Launched just over a year ago, the upEND Movement seeks to end the child welfare system, which we call the family policing system, as it relies on surveillance and separation of children from their families. Many are calling for reforming this harmful system. There is an urgency to help families and communities experiencing these harms and to quickly come up with new solutions. But how do we collectively and collaboratively create new ways of supporting and caring for families without replicating the coercive structure, surveillance, and separation in other forms?

Grounded in abolition theory, the upEND Movement advocates for families to have the resources to keep their children safe and nurtured in their homes, and for their communities to have the resources to determine and provide support to minimize and address harm when needed. upEND recently published How We endUP, an initial set of ideas about how we can, in community, improve support and care for children, youth, and families as we move toward the abolition of family policing. These ideas address what must be dismantled as well as what must be created and supported. They are not a prescription with detailed policy and practice recommendations—we believe that work must be done within communities. 

Launching the upEND Movement and sharing the ideas in How We endUP have sparked a number of questions. Most common among them is: If your goal is to abolish the child welfare system, what would you replace it with? The all too clear subtext of this question is: What, very specifically, will you replace it with? What is the evidence-based, detailed, point-by-point strategic solution that will safely and immediately solve the problem you have identified? Depending on your vantage point, this may be a perfectly logical question, or may invoke exasperated eye rolling. The point here isn’t to debate whether it is or is not a fair question. The point is to understand it as a question rooted in the culture of White Supremacy. 

As Black Lives Matter activist and author DeRay McKesson notes in his book On the Other Side of Freedom: The Case for Hope, the challenge of White supremacy culture is that it is so primordial, so insidious, and so normalized that it can be difficult to see; recognizing its presence can be a struggle for everyone. White supremacy culture often operates in subtext, swimming just below the surface but strongly directing the current. A few characteristics of White supremacy culture that show up in the subtext of the “but what would you replace it with” question are perfectionism, a sense of urgency, and either/or thinking. These serve to stifle creativity, to stifle even the idea of holding space to do some creative thinking that might not be wrapped up in a flow chart after a one-hour brainstorm session. And that is by design. It speaks to another characteristic of White supremacy culture: the need to control the solution and define whose expertise is centered versus who merely gets to have input. 

This brings us to another frequent question in response to the idea of abolishing the family policing system: If you gave families and communities more financial resources (for example, redirecting money that goes to foster parents to birth parents) to prevent and minimize child abuse and neglect, how do you know they would spend it… wisely? (Subtext: how can you trust that they won’t spend it on drugs? Fancy sneakers? Sugary soda?) This question also holds characteristics of White supremacy culture, as well as racism and anti-Blackness. In this case, the characteristics are a focus on individual responsibility and only one right way, as well as perpetuating a myth of laziness and lack of work ethic as a way to justify paying people who were formerly enslaved inhumane wages. The question holds fast to the myth that any person can Horatio Alger herself out of poverty if she just tries hard enough and makes good choices, ignoring centuries of structural racism and policies created to prevent her from having good choices to make in the first place.

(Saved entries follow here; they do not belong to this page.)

PR #874, opened 2026-08-16
treat malformed s-maxage as absent in shared-cache auth check

dxbjavid:
A shared cache must not store a response to a request that carried an Authorization header unless the response permits it through s-maxage, must-revalidate or public (RFC 9111 3.5). The guard treats any s-maxage as qualifying, but a malformed value like s-maxage=foo is parsed as 0 rather than -1, so it looks present and the authenticated response is stored in the shared cache and can later be handed to other clients on a revalidated hit. This tracks whether a valid s-maxage was actually supplied and uses that in the check, so a malformed directive is treated as absent as the spec requires; the numeric value is left unchanged so freshness behaviour is not affected.

### DIFF
--- a/httpclient5-cache/src/main/java/org/apache/hc/client5/http/impl/cache/CacheSupport.java
+++ b/httpclient5-cache/src/main/java/org/apache/hc/client5/http/impl/cache/CacheSupport.java
@@ -209,7 +209,9 @@ public final class CacheSupport {
             return ageValue;
         } catch (final NumberFormatException ignore) {
         }
-        return 0;
+        // A value that is not a valid delta-seconds token is invalid and must be treated as absent (RFC 9111 4.2.1),
+        // not folded into a usable 0 which would look like a genuine directive.
+        return -1;
     }
 
 }
--- a/httpclient5-cache/src/test/java/org/apache/hc/client5/http/impl/cache/CacheControlParserTest.java
+++ b/httpclient5-cache/src/test/java/org/apache/hc/client5/http/impl/cache/CacheControlParserTest.java
@@ -62,7 +62,8 @@ class CacheControlParserTest {
     void testParseInvalidCacheValue() {
         final Header header = new BasicHeader("Cache-Control", "max-age=invalid");
         final ResponseCacheControl cacheControl = parser.parseResponse(Collections.singletonList(header).iterator());
-        assertEquals(0L, cacheControl.getMaxAge());
+        // A malformed delta-seconds value is invalid and must be treated as absent (-1), not a usable 0.
+        assertEquals(-1L, cacheControl.getMaxAge());
     }
 
     @Test
--- a/httpclient5-cache/src/test/java/org/apache/hc/client5/http/impl/cache/TestCacheSupport.java
+++ b/httpclient5-cache/src/test/java/org/apache/hc/client5/http/impl/cache/TestCacheSupport.java
@@ -106,7 +106,7 @@ class TestCacheSupport {
         Assertions.assertEquals(-1L, CacheSupport.deltaSeconds("-100"));
         Assertions.assertEquals(-1L, CacheSupport.deltaSeconds(""));
         Assertions.assertEquals(-1L, CacheSupport.deltaSeconds(null));
-        Assertions.assertEquals(0L, CacheSupport.deltaSeconds("huh?"));
+        Assertions.assertEquals(-1L, CacheSupport.deltaSeconds("huh?"));
         Assertions.assertEquals(2147483648L, CacheSupport.deltaSeconds("2147483648"));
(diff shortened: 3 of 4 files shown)


httpclient5-cache/src/main/java/org/apache/hc/client5/http/cache/ResponseCacheControl.java
```diff
@@ -60,6 +60,13 @@ public final class ResponseCacheControl implements CacheControl {
      * The shared-max-age directive value.
      */
     private final long sharedMaxAge;
+    /**
+     * Indicates whether a valid {@code s-maxage} directive was present in the header. This is distinct from
+     * {@link #sharedMaxAge} being {@code >= 0}, since a syntactically present but malformed value (for example
+     * {@code s-maxage=foo}) is stored as {@code 0} rather than {@code -1}. RFC 9111 treats such an invalid
+     * directive as absent, so this flag records whether the directive genuinely applies.
+     */
+    private final boolean sharedMaxAgePresent;
```
ok2c: @dxbjavid Any chance we could avoid this extra boolean? Can we use something line `-Integer#MAX_VALUE` to represent an invalid value?

httpclient5-cache/src/main/java/org/apache/hc/client5/http/impl/cache/CacheControlHeaderParser.java
```diff
@@ -244,6 +247,19 @@ private static long parseSeconds(final String name, final String value) {
         return delta;
     }
 
+    private static boolean isDeltaSeconds(final String value) {
```
ok2c: @dxbjavid Could we move this logic into `#parseSeconds`?

httpclient5-cache/src/main/java/org/apache/hc/client5/http/cache/ResponseCacheControl.java
dxbjavid: good point, dropped the boolean. parseSeconds now returns -Integer.MAX_VALUE when the value isn't a valid delta-seconds, so a malformed directive is distinct from both absent (-1) and a genuine 0. the shared-cache auth check just treats anything below zero as not present, and i guarded the freshness paths so the sentinel is never used as a duration.

httpclient5-cache/src/main/java/org/apache/hc/client5/http/impl/cache/CacheControlHeaderParser.java
dxbjavid: moved it in, the malformed check lives inside parseSeconds now and returns the sentinel there rather than being handled at the call site.

httpclient5-cache/src/main/java/org/apache/hc/client5/http/impl/cache/CacheControlHeaderParser.java
```diff
@@ -238,12 +245,31 @@ public final RequestCacheControl parse(final HttpRequest request) {
 
     private static long parseSeconds(final String name, final String value) {
         final long delta = CacheSupport.deltaSeconds(value);
-        if (delta == -1 && LOG.isDebugEnabled()) {
```
ok2c, line 241: @dxbjavid Why not making it even simpler?

```
public static long deltaSeconds(final String s) {
    if (TextUtils.isEmpty(s)) {
        return -1;
    }
    try {
        long ageValue = Long.parseLong(s);
        if (ageValue < 0) {
            ageValue = -1;  // Handle negative age values as invalid
        } else if (ageValue > Integer.MAX_VALUE) {
            ageValue = MAX_AGE.toSeconds();
        }
        return ageValue;
    } catch (final NumberFormatException ignore) {
        return -Integer.MAX_VALUE;
    }
}
```

ok2c: @dxbjavid In fact my original implementation of `#deltaSeconds` is wrong. It should be returning `-1`, not `0` if the value cannot be parsed.

dxbjavid: agreed, that's the cleaner root cause. i've pulled it into deltaSeconds so an unparseable value now returns -1 instead of 0, which means a malformed s-maxage reads as absent everywhere it's used and the original shared-cache auth check catches it with no extra plumbing. that let me drop the sentinel and revert the parser and policy changes entirely, so the fix is now just the one line in deltaSeconds plus the two tests that were asserting the old 0. full cache suite is green.

ok2c (approved):

ok2c:
@dxbjavid cherry-picked to `5.6.x`

dxbjavid:
TY!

Of all the responses that the idea of abolishing the family policing system invokes, one is particularly troubling. We too frequently hear, “But there is nothing in these communities.” Subtext: there are no strengths, there is no resilience, there is no love. There is no humanness. This statement most perniciously reveals the ubiquity of White supremacy culture, as it places the utmost value on material and financial resources while erasing the beauty, complexity, strength, love, and resilience alive in every community and among all people. Moreover, it disregards the context that the “nothing” that is seen derives not from individuals who lack motivation or strong character, but from centuries of systemic oppression that has, by design, excluded minoritized people and communities from accessing basic resources and opportunities, actively undermined the accumulation of wealth and education, and destroyed neighborhoods with highways and toxic waste. 

We are ready to move beyond these questions, ready to move beyond the White supremacy culture that breeds them. It is important that we call them out for the ways in which they uphold existing power structures and the racist tropes that enable them and also for what they stifleroom for the creativity to imagine and build different, antiracist ways of being in the world. They serve to keep the conversation about abolition swimming above the surface, confined to the boundaries of what White supremacy culture knows and understands about child protection, safety, and well-being. 

One framework from which we draw inspiration is Afrofuturism, “a way of imagining possible futures through a Black cultural lens.” We note and embrace the plurality of the word “futures” in Ingrid LaFleur’s definition. There is no one right way, there is no tidy Answer with a capital A. There are wonderful examples in local communities across the country, and in the longstanding work of activists and organizers, such as those who collectively helped to shape How We endUP. There is, we hope, space in community that must be protected; the spaces to dream, to build, to pursue, to fail, and to try, try, try again as we forge a thousand paths to a liberated world.